Now, use analogous analysis to show that the inequality applies for $-\pi/2\le \phi\le 0$.

Finally, for $\pi/2\le |x|\le\pi$, $\cos(\phi)\le 0$ while $1-2\phi^2/\pi^2\ge 0$.

---

EDIT: This edit is in response to a comment regarding the proof of the inequality that $\sin(x)\ge 2x/\pi$ on $[0,\pi/2]$ without relying on calculus.

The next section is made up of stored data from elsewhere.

PR #125, opened 2025-11-24
feat: hybrid modeling

tianhaox:
#### Overview:

- rename sol mode of database to silicon mode.
- add empirical mode, where the latency = sol / empirical factor. Current emprical factor is a constant number, could be more complicated in future. Add each op should design its own empirical factors.
- add hybrid mode, when missing silicon data, in this mode, allow to fallback to empirical mode.

So in future, when you add a new op, you can support running configuration without actual data if you use sol/empirical/hybrid mode. The hybrid mode should give you the best guess of the overal model performance.

fbd50242b800a82f013bce57711a6323
This is the agg mode of running qwen3 32b on h200. Pure emprical mode has much smaller diff than sol mode, comparing with silicon mode. Imagine if part of the model is missing, the hybrid mode can give you a very close result unless the missing part is taking the major portion.

### DIFF
--- a/tests/cli/e2e_validation/test_e2e_sweep.py
+++ b/tests/cli/e2e_validation/test_e2e_sweep.py
@@ -480,6 +480,7 @@ class TestE2ESweep:
                 args.tpot = float(tpot)
                 args.backend = backend
                 args.backend_version = version
+                args.database_mode = None  # Use default (SILICON)
                 args.save_dir = temp_dir
                 args.debug = False
                 args.generated_config_version = None


src/aiconfigurator/sdk/perf_database.py
```diff
@@ -1968,14 +1968,32 @@ def get_sol(m: int, n: int, k: int, quant_mode: common.GEMMQuantMode) -> tuple[f
             sol_time = max(sol_math, sol_mem)
             return sol_time, sol_math, sol_mem
 
-        if sol_mode is None:
-            sol_mode = self._default_sol_mode
-        if sol_mode == common.SOLMode.SOL:
+        def get_empirical(m: int, n: int, k: int, quant_mode: common.GEMMQuantMode) -> tuple[float, float, float]:
+            """
+            Get the hybrid time, hybrid math and hybrid mem
```
Arsene12358: the docstring is a bit misleading, by the look of it, this function seems to only return the empirical time

tianhaox: done

src/aiconfigurator/sdk/perf_database.py
```diff
@@ -1968,14 +1968,32 @@ def get_sol(m: int, n: int, k: int, quant_mode: common.GEMMQuantMode) -> tuple[f
...
         else:
-            result = self._interp_3d(m, n, k, self._gemm_data[quant_mode], "cubic")
+            try:
+                result = self._interp_3d(m, n, k, self._gemm_data[quant_mode], "cubic")
+            except Exception:
+                if database_mode == common.DatabaseMode.HYBRID:
+                    logger.debug(f"Failed to query gemm data for {m=}, {n=}, {k=}, {quant_mode=}, using empirical mode")
+                    result = get_empirical(m, n, k, quant_mode)
+                else:
+                    logger.exception(f"Failed to query gemm data for {m=}, {n=}, {k=}, {quant_mode=}")
```
Arsene12358: maybe we also add a message to advise users to switch to empirical mode, when they encounter error in the silicon mode due to missing data?

src/aiconfigurator/sdk/perf_database.py
davilu91, line 1: I saw many hardcoded empirical scale_factors, how confident are we with these numbers (only saw one example with H200, it's better than sol for sure)? Do these apply to all models and SKUs?

Arsene12358: yeah, I don't think we distinguish between models or SKUs. it's op-level , so I don't  believe we need to distinguish between models anyway. As for SKUs, it's possible that different sku might warrant a different scaling factor, but more investigations are definitely needed.

tianhaox: i think it's a starting point. need to make more complicated modeling for the empical factor. e.g., for gemm, it should be of high mem% when it's mem-bound, and high math% when it's compute-bound.

davilu-nvidia (approved):
I'll approve first to unblock merging.

src/aiconfigurator/sdk/perf_database.py
tianhaox: done

PR #126, opened 2025-11-24
feat: add comprehensive support matrix testing framework

Harrilee:
Implement a complete support matrix testing system that validates all model/system/backend/version combinations for both aggregated and disaggregated serving modes.


src/aiconfigurator/systems/support_matrix.csv
tianhaox, line 1: shall we add a commit to this support_matrix file? or something else to map it to a specific code status, or we can do only for release tag of course.

tools/support_matrix/generate_support_matrix.py
tianhaox, line 1: can you create a subdirectory for this under tools/

Harrilee: Done

src/aiconfigurator/systems/support_matrix.csv
Harrilee: Could you elaborate on the use case for this mapping? In my opinion, I think tracking git history would be adequate.

tianhaox: if we modify some logic which makes the support matrix smaller, will the support matrix changes automatically?

tests/sdk/support_matrix/suppport_matrix.py
tianhaox, line 1: This source file looks like a sweep test. Why we need it here in sdk? Who will use this class, is that better to locate in test or tools/support_matrix?

Which func is used to query the csv file's support matrix?

Harrilee: In the design doc, we mentioned another function regarding checking the csv via cli (or even webapp), for that functionality, this path would work. Do you have any ideas?

src/aiconfigurator/systems/support_matrix.csv
Harrilee: No. In that case `test_system_and_backend_matches_database` will not pass

Harrilee: We should manually update the csv then.

tianhaox: Yes, that's what I mean. The csv file's support matrix only works for a specific commit. We won't run the costly support matrix regression upon every pr. Or we can just say, it's mapped to a specific release.

tests/sdk/support_matrix/suppport_matrix.py
tianhaox: Sorry I still didn't understand
1. Have you added that into cli already? I didn't see relevant code to use aic cli suportmatrix xxx.
2. back to this impl, it's all for enumerating and testing, is this better in tests? What do you mean by checking the csv via cli, it's just reading the csv and check, right?

src/aiconfigurator/systems/support_matrix.csv
Harrilee: In the design doc, we planned to run it daily at 11 PM China time. On default branch only.
https://github.com/ai-dynamo/aiconfigurator/pull/126/files#diff-1b0d895a03b46976028731cb51b3ff81f8b3ccbfc570fa0f311e88e5dd49caf1R5-R6

tests/sdk/support_matrix/suppport_matrix.py
Harrilee: 1. Not added to CLI yet. But we are planning to do so.
2. "checking the csv via cli" means something like `aiconfigurator cli support-matrix` related commands.

If we want to support support matrix via cli, this `src/aiconfigurator/sdk/suppport_matrix.py` shall be a production code, otherwise it would be a pure test code.

.github/CODEOWNERS
```diff
@@ -85,4 +87,4 @@
 /.pre-commit-config.yaml @saturley-hall
 
 # CI/CD and workflows
-/.github/workflows @saturley-hall @tianhaox @jasonqinzhou @Arsene12358
\ No newline at end of file
+/.github/workflows @saturley-hall @tianhaox @jasonqinzhou @Arsene12358  @Harrilee
```
jasonqinzhou: minor: redundant space?

Harrilee: Removed. Thx!

tests/sdk/support_matrix/suppport_matrix.py
Harrilee: Will put in `tests`. And add another PR for csv query.

src/aiconfigurator/systems/support_matrix.csv
Harrilee: As discussed in the meeting, we will be running daily tests.

tests/sdk/support_matrix/suppport_matrix.py
Harrilee: Done.

PR #128, opened 2025-11-25
perf: cache repeated queries to perf database and match_workers

anish-shanbhag:
#### Overview:

This change updates the perf database and `match_workers` to cache repeated queries, which should be fine since these operations don't appear to have any side effects.

#### Details:

In my local testing, this speeds up `aiconfigurator cli default --model QWEN3_32B --total_gpus 32 --system h200_sxm` from `206s` --> `9s`

- closes GitHub issue: #xxx

### DIFF
--- a/src/aiconfigurator/sdk/perf_database.py
+++ b/src/aiconfigurator/sdk/perf_database.py
@@ -1930,7 +1930,13 @@ class PerfDatabase:
         """
         Set the default sol mode
         """
-        self._default_sol_mode = mode
+        if mode != self._default_sol_mode:
+            # Clear cached query methods since default sol mode affects the results
+            for attr_name in dir(self):
+                attr = getattr(self, attr_name)
+                if hasattr(attr, "cache_clear") and callable(attr):
+                    attr.cache_clear()
+            self._default_sol_mode = mode
 
     def get_default_sol_mode(self) -> common.SOLMode:
         """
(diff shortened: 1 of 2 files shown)


src/aiconfigurator/sdk/perf_database.py
```diff
@@ -2042,6 +2045,7 @@ def get_sol(
             latency = self._interp_3d(n, full_s, b, attention_dict, "cubic") * prefix_correction
             return latency
 
+    @functools.lru_cache(maxsize=32768)
```
tianhaox, line 2054: There's one member of database is editable self._default_sol_mode. In most cases, we will not pass in the sol mode. However, we will possibly set the database default mode from default to sol or any other mode. (especially when we want to add hybrid and power mode in future). Is there any quick solution to this?

anish-shanbhag: Good catch - just pushed https://github.com/ai-dynamo/aiconfigurator/pull/128/commits/18958fe70d70227c3134973df5a4037ea099a980 which addresses this in the simplest way possible (invalidating the cache when default SOL mode is changed). I also updated tests to check this behavior.

I did consider a few other approaches, such as:
1. Caching interpolation methods instead of query methods
2. Requiring default SOL mode to be specified when `PerfDatabase` is created, meaning it can't be changed later
3. Splitting query methods into one method that resolves the SOL mode, and another that does the actual query logic

But all of these would require a decent amount of refactoring.

tianhaox: Yes, good idea. In near future we can follow current logic. But do a planning in upcoming cycles about the refactoring. Previously I want to resue db obj in webapp as users might want to compare different modes, that's why we have this design.

Arsene12358 (approved):

PR #131, opened 2025-11-25
fix: moe memory fix, nvfp4 gemm fix for 1.x trtllm

YijiaZhao:
fix: moe memory fix, nvfp4 gemm fix for 1.x trtllm

### DIFF
--- a/collector/collect.py
+++ b/collector/collect.py
@@ -40,7 +40,7 @@ from datetime import datetime
 import torch
 from tqdm import tqdm
 
-from helper import create_test_case_id, save_error_report, setup_logging, setup_signal_handlers
+from helper import EXIT_CODE_RESTART, create_test_case_id, save_error_report, setup_logging, setup_signal_handlers
 
 logger = None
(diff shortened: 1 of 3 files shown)


tianhaox:
do you mean that if it's moe, we need to restart the process for every test case?

YijiaZhao:
> do you mean that if it's moe, we need to restart the process for every test case?

yeah, Every moe case has 30 cases for different tokens which means it is a big case!

YijiaZhao:
> > > do you mean that if it's moe, we need to restart the process for every test case?
> > 
> > 
> > yeah, Every moe case has 30 cases for different tokens which means it is a big case!
> 
> Can you try to midify run_moe_torch() instead of modify the persistent task process? We can have a delegate func def run_moe_torch_delegate(device): run subprocess onto the same device to handle the moe collecting. Then you don't have to restart the 8 task process again and again.

sorry. For current codes,  only moe need restart. other collectors don't.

To show that $\sin(\phi)\ge 2\phi/\pi$ without relying on calculus, we make use of the identity

$$\sin(2a)+\sin(2b)-\sin(a+b)=-4\sin^2(a-b)\sin(a+b)$$

Then for any $\phi\in [0,\pi/2]$ and $\theta\in[0,\pi/2]$, it is easy to see that

$$\frac{\sin(\phi)+\sin(\theta)}2\le \sin\left(\frac{\phi+\theta}{2}\right)$$

Therefore, the sine function is concave on $[0,\pi/2]$. Inasmuch as $\sin(0)=0$ and $\sin(\pi/2)=1$, it is evident that

$$\sin(\phi)\ge 2\phi/\pi$$

as was to be shown.

Answer 2

I cannot resist the pleasure of using my favored $\large 1,400$ years old approximation

$$\cos(\phi) \simeq\frac{\pi ^2-4\phi^2}{\pi ^2+\phi^2}\qquad \text{for}\qquad -\frac \pi 2 \leq \phi\leq\frac \pi 2$$

$$ 1-\frac{2\phi^2}{\pi^2}-\cos(\phi) \simeq 1-\frac{2\phi^2}{\pi^2}-\frac{\pi ^2-4\phi^2}{\pi ^2+\phi^2}=\frac{\phi ^2 \left(3 \pi ^2-2 \phi ^2\right)}{\pi ^2 \left(\phi ^2+\pi ^2\right)} ~> ~0.$$

Answer 3

By means of the half angle formula $\cos\phi=1-2\sin^2\frac\phi 2$ the claim is that $|\sin\frac\phi 2|\geq\frac{|\phi|}{\pi}$ on the interval $[-\pi,\pi]$. Now, it is enough to show that $\sin x\geq\frac{2x}{\pi}$ on the interval $[0,\frac\pi 2]$. But this follows from the comparison of the graphs of $y=\sin x$ and $y=\frac{2x}\pi$ on the interval $[0,\frac\pi 2]$. Or it may follow from Bhaskara's method with some help from WA.